Task instructions
Output nothing but the lines from the line with "Fix promise resolution in route handlers" through the end of the listing below, both ends included.

Dataset content
-- Opening Marker --

PR #268, opened 2017-08-23
Fix promise resolution in route handlers

gideonthomas:
Unfortunately, I don't have a way to test this locally. This only breaks on prod and staging.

-- Closing Marker --

Answer to this exercise
Fix promise resolution in route handlers

gideonthomas:
Unfortunately, I don't have a way to test this locally. This only breaks on prod and staging.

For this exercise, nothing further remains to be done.